> **What is expected**: Please restate exactly what appears in the records below from the first line to the line where "array('facility' => array('unbound'));" is, that line included.

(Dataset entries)

PR #4432, opened 2020-10-25
replace radvd with rtadvd

marjohn56:
Clean replacement, no optional radvd. Interfaces->Settings has a debug level option, level 3 seems to flood the logs and misses some data. Please read the comments where I have found no direct replacement, e.g. decremenent, though it appears to do this by default anyway, config file has been created in such a format as to make it easily readable, hence the \x51's. It could all be on one line for each interface, but it's not very user friendly like that.

PR #4461, opened 2020-11-14
Replace radvd with rtadvd - Clean

marjohn56:
Clean version applied against Master source 14-11-2020
Something went amiss with my repo for #4432 which left me unable to merge cleanly, so this PR replaces it..

### DIFF
--- a/src/etc/inc/plugins.inc.d/core.inc
+++ b/src/etc/inc/plugins.inc.d/core.inc
@@ -218,7 +218,7 @@ function core_syslog()
     $logfacilities['ppps'] = array('facility' => array('ppp'));
     $logfacilities['resolver'] = array('facility' => array('unbound'));
     $logfacilities['routing'] = array('facility' => array(
-          'radvd', 'routed', 'rtsold', 'olsrd', 'zebra', 'ospfd', 'bgpd', 'miniupnpd'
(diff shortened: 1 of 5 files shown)


MartB:
So far this has been stable for me, can someone from opnsense check this out?

MartB:
So far this has been stable for me, can someone from opnsense check this out?
@fichtner what do you think about this?

fichtner:
@MartB there is not enough data to indicate rtadvd is the better choice so far. We have some users with a multitude of problems which could range from software to equipment to ISP and some might try rtadvd and say it works, some will not reply because it doesn't and nobody who uses radvd year in year out with no issues is going to try rtadvd. Making a decision here now is impossible.

marjohn56:
I'll maintain and enhance this patch as long as it's needed, But that means users must test out RADVD when updates/changes that could resolve the perceived  radvd issues are made.

s1shed:
> I'll maintain and enhance this patch as long as it's needed, 

Thank you :)

> But that means users must test out RADVD when updates/changes that could resolve the perceived radvd issues are made.

Every time there's a new opnsense update I revert this patch to go back to radvd. So far I've have to go back to rtadvd each time for router advertisements to work. :|

Issue #4480, opened 2020-11-24
Feature: Dashboard CPU usage graph style


tofazzz:
Howdy,

I've posted in the forum and apparently it seems like a feature that users would appreciate; What do you think about changing the CPU usage graph in the dashboard to be the same as the one for State table size/MBUF Usage/Memory usage/Disk usage?

Beside being the same style I think the bars provide more detailed view, always showing the percentage value of the usage.

"Fright" user from the forum kindly provided a proposed code with a practical example. Please find attached the screenshot and the changed code (strings added: 49-52;215-223).

In my opinion, if we add the CPU bar then we can get rid of the current graph as, if I want to have detailed historical CPU data I can add the CPU usage widget.
![widget](https://user-images.githubusercontent.com/64267878/100144439-c7492900-2e64-11eb-8c27-ed5b5c922401.PNG)
[system_information.widget.php.txt](https://github.com/opnsense/core/files/5592332/system_information.widget.php.txt)

fichtner:
Hi,

I'm ok with this replacement, but @AdSchellevis should be too before we go ahead.


Cheers,
Franco

AdSchellevis:
is it a replacement or an addition? the screenshot shows both.

kulikov-a:
Hi
on the forum, I suggested this exactly as an addition. since the graph is convenient in that it displays the history of values
https://forum.opnsense.org/index.php?topic=20003.0

AdSchellevis:
I don't mind adding the current bar as well.

kulikov-a:
ok! should i make a PR?

AdSchellevis:
sure, go ahead!

fichtner:
Done 😊

PR #4482, opened 2020-11-25
SysInfo widget: add current CPU load progress-bar

kulikov-a:
refers to FR: https://github.com/opnsense/core/issues/4480


AdSchellevis:
@kulikov-a works like a charm, thanks!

> **Response**:
PR #4432, opened 2020-10-25
replace radvd with rtadvd

marjohn56:
Clean replacement, no optional radvd. Interfaces->Settings has a debug level option, level 3 seems to flood the logs and misses some data. Please read the comments where I have found no direct replacement, e.g. decremenent, though it appears to do this by default anyway, config file has been created in such a format as to make it easily readable, hence the \x51's. It could all be on one line for each interface, but it's not very user friendly like that.

PR #4461, opened 2020-11-14
Replace radvd with rtadvd - Clean

marjohn56:
Clean version applied against Master source 14-11-2020
Something went amiss with my repo for #4432 which left me unable to merge cleanly, so this PR replaces it..

### DIFF
--- a/src/etc/inc/plugins.inc.d/core.inc
+++ b/src/etc/inc/plugins.inc.d/core.inc
@@ -218,7 +218,7 @@ function core_syslog()
     $logfacilities['ppps'] = array('facility' => array('ppp'));
     $logfacilities['resolver'] = array('facility' => array('unbound'));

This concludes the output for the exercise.